# Lt1000



## Jjbine (Mar 22, 2016)

Just bought a used 05 LT1000 model # 917.275350 with a Briggs 16hp. What PM would you suggest? I already greased the 4 zerks in the front, charged oil, fuel filter and air filter. Anything else you would suggest? Thanks. Jim


----------



## JiminRI (May 22, 2015)

The following excerpts from my LT1000 (2003 20 HP B&S) manual may help. It also suggests changing plugs every 100 hours. From my experience the three weakest points are the deck lift links, steering gears and the front axle.
You can probably download a copy of the manual for your tractor on the Sears site.
Good luck,


----------



## BigT (Sep 15, 2014)

Excellent post Jim!


----------



## Jjbine (Mar 22, 2016)

Didn't find anything in the manual to maintain the transaxle cooling.
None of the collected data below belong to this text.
PR #2474, opened 2025-01-21
Clean up exports

### LINKED ISSUE #2468: Clean up exports
https://github.com/TuringLang/Turing.jl/blob/24d5556786a835fd6fc3bdf11866cab93ff4cce3/src/Turing.jl#L80-L84

Turing re-exports the entire DynamicPPL module, as shown above. This means that any breaking change in DynamicPPL is also technically a breaking change in Turing.

However, we haven't really obeyed this at all: many breaking changes in DynamicPPL have been released as patch level bumps in Turing. This means that technically, a patch version of Turing could break any code that looks like

```julia
using Turing
Turing.DynamicPPL.foo(...)
```

where `foo` was something that was changed in a minor release of DynamicPPL.

*'But, Penny, who would write such horrible code?'* I hear you ask. Well, if nobody would do that, then there's no reason to re-export DynamicPPL ;)

### LINKED ISSUE #2481: `prefix` should be exported
### Minimal working example

```julia
julia> using Turing

julia> prefix
ERROR: UndefVarError: `prefix` not defined in `Main`
Suggestion: check for spelling errors or missing imports.
Hint: a global variable of this name also exists in DynamicPPL.
```

### Description

Unless there's a reason for us not to (clashes with other packages?), it seems that we forgot to add this to the export list when switching over the submodel stuff.

penelopeysm:
Closes #2481 
Closes #2468 

As mentioned in #2468, I don't think we need to export so many things. I've done a bunch of cuts here, with the intention that if we don't feel comfortable cutting something, we can easily revert specific commits. In my opinion, though, even though it looks like many sweeping changes, I don't think any of these are hugely controversial on their own.

Concretely, this PR does the following:

1. Stops re-exporting the DynamicPPL module.

2. Stops re-exporting `@logprob_str` and `@prob_str`, which were deprecated several months ago (we've killed off deprecated stuff in far shorter timespans)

Can I assume there is no lub/grease? . Thank


----------



## JiminRI (May 22, 2015)

There is no maintenance schedule in the tractor manual, however, I did find a Tecumseh-Peerless transaxle manual. It only mentions how to check oil level and how to add gear oil if needed. You can download the manual at https://www.smallenginesuppliers.co...eh/Tecumseh_Transaxle_Service_Information.pdf
My LT1000 has a Peerless model 206-545C (listed in the owner's manual). The service information for the MST 200 series transaxles is on page 66 of the transaxle manual.
I have been using my tractor since 2003 to mow a 3/4 acre lot in southern RI. It has never required service. I only use the tractor for mowing, pulling a sweeper and pulling a core aerator. If yours has been used for heavier work, like snow plowing, it could have more wear. If it has had a leak, you will at least need to add gear oil, possibly split the transaxle and repair.
Good luck,


----------